Issue #1053, opened 2022-07-17
Merge rdsn and Pegasus


acelyc111:
Although rdsn and Pegasus have been merged to one repo, there are still many work left to do:

- [x] unify th clang-format tools
- [x] remove run.sh in rdsn
- [x] unify the workflows
- [x] unify the CMakelists.txt
- [x] Unify build and test shell scripts to run.sh
- [x] Move some common files out of rdsn directory
- [x] reduce rebuilding time cost
- [x] Unify the cmake of rdsn and pegasus
- [x] move files in 'include' dir of rdsn to the src pf rdsn
- [x] refactor(rdsn): flatten source code directory by moving files from 'src/rdsn/src/*' to 'src/*'

acelyc111:
# Refactor directories

After the [xiaomi/rdsn](https://github.com/XiaoMi/rdsn) project has been merged into the Pegasus project, the rdsn source code directory structure is kept as before in the original repository. But it's just a temporary status, we are planning to integrate the two projects closer in the long-term plan.

The following things I'm going to do is moving source code directories from `src/rdsn/src/*` to `src/*`, for example, `src/rdsn/src/runtime/api_task.h` will be moved to `src/runtime/api_task.h`, this change will make the source structure more simple and easier to understand and accept by more new comer of Pegasus.

Of course, it's just one step of the whole refactory plan, the `src/rdsn/include/*` files have been moved to the places where they are more related to by pull request [1]. And there will be more refactor pull requests to modularize the source files in the future.

However, this change will influence hundreds of files, their paths will be changed, even though there are no functional changes. This change is presented by this [2] pull request.

Directories in `src` before this refactor:
```
.
├── base
│   └── test
├── client_lib
├── geo
│   ├── bench
│   ├── lib
│   └── test
├── include
│   ├── pegasus
│   └── rrdb
├── rdsn
│   └── src
│       ├── aio
│       │   └── test
│       ├── block_service
│       │   ├── fds
│       │   ├── hdfs
│       │   ├── local
│       │   └── test
│       ├── client
│       ├── common
│       │   ├── serialization_helper
│       │   └── test
│       ├── failure_detector
│       │   └── test
│       ├── http
│       │   └── test
│       ├── meta
│       │   ├── duplication
│       │   └── test
│       │       ├── balancer_simulator
│       │       ├── meta_state
│       │       └── misc
│       ├── nfs
│       │   └── test
│       ├── perf_counter
│       │   └── test
[...]

Issue #1060, opened 2022-07-18
Core dumped for unit test meta_bulk_load_http_test.start_compaction_test


empiredan:
While executing `meta_bulk_load_http_test.start_compaction_test` core dumped as follows:
```
[----------] 2 tests from meta_http_service_test
[ RUN      ] meta_http_service_test.get_app_from_primary
[       OK ] meta_http_service_test.get_app_from_primary (671 ms)
[ RUN      ] meta_http_service_test.get_app_envs
[       OK ] meta_http_service_test.get_app_envs (668 ms)
[----------] 2 tests from meta_http_service_test (1339 ms total)
[----------] 1 test from meta_backup_test_base
[ RUN      ] meta_backup_test_base.get_backup_policy
[       OK ] meta_backup_test_base.get_backup_policy (1669 ms)
[----------] 1 test from meta_backup_test_base (1669 ms total)
[----------] 4 tests from meta_bulk_load_http_test
[ RUN      ] meta_bulk_load_http_test.start_bulk_load_request
[       OK ] meta_bulk_load_http_test.start_bulk_load_request (1174 ms)
[ RUN      ] meta_bulk_load_http_test.query_bulk_load_request
E2022-07-18 09:50:29.361 (1658137829361131403 9503) test_meta.THREAD_POOL_DEFAULT0.0000250600010001: meta_bulk_load_service.cpp:1537:on_query_bulk_load_status(): app(app_not_exist) is not existed or not available
[       OK ] meta_bulk_load_http_test.query_bulk_load_request (2172 ms)
[ RUN      ] meta_bulk_load_http_test.start_compaction_test
got signal id: 11
Segmentation fault (core dumped)
ERROR: run dsn.meta.test failed, return_code = 139
Error: Process completed with exit code 1.
```

For details please see https://github.com/apache/incubator-pegasus/runs/7386305679?check_suite_focus=true.

acelyc111:
Maybe also related to `meta_bulk_load_http_test.update_scenario_test` test Segmentation fault.
```
[----------] 4 tests from meta_bulk_load_http_test
[ RUN      ] meta_bulk_load_http_test.start_bulk_load_request
[       OK ] meta_bulk_load_http_test.start_bulk_load_request (1195 ms)
[ RUN      ] meta_bulk_load_http_test.query_bulk_load_request
[...]

PR #1079, opened 2022-07-25
refactor: Move some common files out of rdsn directory

acelyc111:
- move rdsn docs to ./docs
- move common *.thrift to ./idl
- move thrift compilation scripts to ./scripts


foreverneverer (approved):

src/rdsn/src/runtime/security/security.thrift
```diff
@@ -15,7 +15,7 @@
 // specific language governing permissions and limitations
 // under the License.
 
-include "../../dsn.thrift"
+include "../../../../../idl/dsn.thrift"
```
neverchanje, line 18: dsn.thrift in rdsn/src/ looks fine to me, why did you move it to an outer directory?

neverchanje (approved):
rest lgtm

neverchanje:
```
[ RUN      ] meta_bulk_load_http_test.start_compaction_test
got signal id: 11
Segmentation fault (core dumped)
```

Seems bulkload has some bugs.

src/rdsn/src/runtime/security/security.thrift
acelyc111: dsn.thrift contains some common thrift structures which will be used for not only rdsn, but also client libs. Its name 'dsn.thrift' is not accurate, maybe 'base.thrift' would be better, like it named in client lib directories(e.g. https://github.com/apache/incubator-pegasus/blob/master/java-client/idl/base.thrift).

acelyc111:
> start_compaction_test

not related to this pr, we tracked it by issue, https://github.com/apache/incubator-pegasus/issues/1060

src/rdsn/src/runtime/security/security.thrift
acelyc111: Of course, we will refactor the code and only leave one unique base.thrift in Pegasus later.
------------------------
- _The problem_: Among the lines of the entries, count those containing the string "have" and give only the number.

- _Task result_: 2